Whole-genome Sequencing Data Variant Calling#

Summary of methods#

--pubdir
- Default: /<PATH>
- Description: The directory that the saved outputs will be stored.
-w
- Default: /<PATH>
- The directory that all intermediary files and nextflow processes utilize. This directory can become quite large. This should be a location on scratch space or other directory with ample storage.
--sample_folder
- Default: /<PATH>
- The path to the folder that contains all the samples to be run by the pipeline. The files in this path can also be symbolic links.
--fasta
- Default: /<PATH>
- Path to the reference genome in FASTA format
--read_type
- Default: PE
- Comment: Type of reads: paired end (PE) or single end (SE).

--concat_lanes
- Default: false
- Options: false and true. Default: false. If this boolean is specified, FASTQ files will be concatenated by sample. Used in cases where samples are divided across individual sequencing lanes.
--extension
- Default: .fastq.gz
- Expected file extension for input read files, modify if files are not compressed or have a different form (e.g. ".fastq" or ".fq.gz")
--pattern
- Default: *_R{1,2}*
- Expected R1/R2 matching pattern for paired-end read files in the --sample_folder path.

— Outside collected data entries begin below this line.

PR #1195, opened 2021-10-26
Add Figure 1A component

jaclyn-taroni:
If we're following the convention put forth in #1194, where we'll track individual panels as PDFs in this repository, then it makes sense to me to include the Fig 1A panel from [the placeholder figure](https://github.com/AlexsLemonade/OpenPBTA-manuscript/blob/69cf76bd28a84e7587febbd11665d324da22177d/content/images/main/Figure1.png) here.


jharenza (approved):

cbethell (approved):
🚀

In concert with --extension the default values will match files such as sampleID.L001.R1.fastq.gz and sampleID.L001.R2.fastq.gz
keep_intermediate
- Default: false
- If true workflow will output intermediate alignment files (unsorted BAMs, etc.)
keep_reference
- Default: false
- If true workflow will save a copy of the BWA indices to the output directory

--quality_phred
- Default: 15
- Quality score threshold.
--unqualified_perc
- Default: 40
- Percent threshold of unqualified bases to pass reads.
--tmpdir
- Default: "~/scratch/$USER/tmp/"

--mismatch_penalty
- Default: "-B 8"
--bwa_min_score
- Default: null
- Threshold of alignment quality score to emit read alignment

--ploidy
- Default: 2
- Options: 1, 2
--mpileup_depth
- Default: 100
- For a given position, read maximally INT reads per input file
--skip_indels
- Default: false
- If true, do not call indel sites
--variants_only
- Default: true
- If true, only emit variant sites (e.g. not homozygous reference)

--filter_dp
- Default: "DP < 25"
- Sites with depth lower than this value will have a filter flag set as "LowCoverage"
--filter_very_low_qual
- Default: "QUAL < 30.0"
- Sites with a quality score less than this value will have a filter flag set as "VeryLowQual"
--filter_low_qual
- Default: "QUAL > 30.0 && QUAL < 50.0"
- Sites with a quality score less than this value will have a filter flag set as "LowQual"
--filter_qd
- Default: "QD < 1.5"
- Sites with a depth-normalized quality score less than this value will have a filter flag set as "LowQD"
--filter_fs
- Default: "FS > 60.0"
- Sites with a strand bias greater than this value will have a filter flag set as "StrandBias"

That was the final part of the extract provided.